▶ _Work task_: When you reach the line containing "PR #2470, opened 2025-03-25" in the records below, start copying exactly, and stop once you have copied the line containing "Can you elaborate".
---------- Supplied data ----------
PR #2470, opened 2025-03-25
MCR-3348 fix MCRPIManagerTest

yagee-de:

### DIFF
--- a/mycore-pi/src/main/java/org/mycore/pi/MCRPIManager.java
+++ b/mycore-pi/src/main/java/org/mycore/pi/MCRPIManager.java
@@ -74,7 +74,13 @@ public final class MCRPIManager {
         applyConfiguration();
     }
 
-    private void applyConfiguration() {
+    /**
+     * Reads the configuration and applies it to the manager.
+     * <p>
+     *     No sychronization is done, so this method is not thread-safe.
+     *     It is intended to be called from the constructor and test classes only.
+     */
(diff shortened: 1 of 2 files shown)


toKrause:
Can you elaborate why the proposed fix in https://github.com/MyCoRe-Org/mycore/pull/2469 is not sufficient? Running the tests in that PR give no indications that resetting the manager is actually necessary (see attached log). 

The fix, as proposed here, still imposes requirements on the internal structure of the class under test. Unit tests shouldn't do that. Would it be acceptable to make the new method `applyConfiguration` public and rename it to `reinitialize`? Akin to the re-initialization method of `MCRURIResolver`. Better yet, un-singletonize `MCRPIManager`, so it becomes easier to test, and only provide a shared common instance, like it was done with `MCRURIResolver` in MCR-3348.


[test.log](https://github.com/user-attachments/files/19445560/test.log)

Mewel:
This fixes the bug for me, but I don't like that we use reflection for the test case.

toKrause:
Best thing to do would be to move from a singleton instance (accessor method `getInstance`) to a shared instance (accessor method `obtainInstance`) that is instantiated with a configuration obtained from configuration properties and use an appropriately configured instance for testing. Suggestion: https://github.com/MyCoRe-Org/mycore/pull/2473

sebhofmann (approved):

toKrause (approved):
----------
---------- Supplied data ----------
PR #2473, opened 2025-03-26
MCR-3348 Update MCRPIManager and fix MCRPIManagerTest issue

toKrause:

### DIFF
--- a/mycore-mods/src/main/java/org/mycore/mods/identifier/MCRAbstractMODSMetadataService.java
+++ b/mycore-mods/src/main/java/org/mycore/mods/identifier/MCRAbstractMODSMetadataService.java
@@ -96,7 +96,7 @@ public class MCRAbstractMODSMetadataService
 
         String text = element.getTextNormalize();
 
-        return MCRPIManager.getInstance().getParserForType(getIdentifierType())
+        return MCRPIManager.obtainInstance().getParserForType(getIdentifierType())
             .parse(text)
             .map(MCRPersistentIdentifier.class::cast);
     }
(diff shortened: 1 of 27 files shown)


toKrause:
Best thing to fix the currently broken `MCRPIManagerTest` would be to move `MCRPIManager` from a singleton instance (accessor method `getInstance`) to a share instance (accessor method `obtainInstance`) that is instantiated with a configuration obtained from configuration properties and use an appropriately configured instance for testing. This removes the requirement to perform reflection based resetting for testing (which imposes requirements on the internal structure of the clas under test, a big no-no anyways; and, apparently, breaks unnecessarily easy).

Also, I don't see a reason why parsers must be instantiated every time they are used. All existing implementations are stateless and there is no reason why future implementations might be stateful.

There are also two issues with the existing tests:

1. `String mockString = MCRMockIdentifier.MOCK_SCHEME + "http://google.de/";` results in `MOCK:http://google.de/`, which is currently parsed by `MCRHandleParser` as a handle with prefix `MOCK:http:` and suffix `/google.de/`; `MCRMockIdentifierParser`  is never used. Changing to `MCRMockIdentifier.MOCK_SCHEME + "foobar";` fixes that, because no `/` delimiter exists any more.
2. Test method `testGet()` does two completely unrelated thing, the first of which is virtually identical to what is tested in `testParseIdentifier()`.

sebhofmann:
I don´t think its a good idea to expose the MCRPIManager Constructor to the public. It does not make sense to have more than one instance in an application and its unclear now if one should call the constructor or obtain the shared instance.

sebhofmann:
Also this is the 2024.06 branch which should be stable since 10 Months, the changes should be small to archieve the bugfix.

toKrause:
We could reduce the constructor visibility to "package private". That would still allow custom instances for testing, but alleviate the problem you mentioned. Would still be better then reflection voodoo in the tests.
----------
---------- Supplied data ----------
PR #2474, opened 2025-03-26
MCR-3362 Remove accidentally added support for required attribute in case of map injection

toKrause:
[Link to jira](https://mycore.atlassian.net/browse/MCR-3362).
----------
▶ _Exercise answer_:
PR #2470, opened 2025-03-25
MCR-3348 fix MCRPIManagerTest

yagee-de:

### DIFF
--- a/mycore-pi/src/main/java/org/mycore/pi/MCRPIManager.java
+++ b/mycore-pi/src/main/java/org/mycore/pi/MCRPIManager.java
@@ -74,7 +74,13 @@ public final class MCRPIManager {
         applyConfiguration();
     }
 
-    private void applyConfiguration() {
+    /**
+     * Reads the configuration and applies it to the manager.
+     * <p>
+     *     No sychronization is done, so this method is not thread-safe.
+     *     It is intended to be called from the constructor and test classes only.
+     */
(diff shortened: 1 of 2 files shown)


toKrause:
Can you elaborate why the proposed fix in https://github.com/MyCoRe-Org/mycore/pull/2469 is not sufficient? Running the tests in that PR give no indications that resetting the manager is actually necessary (see attached log). 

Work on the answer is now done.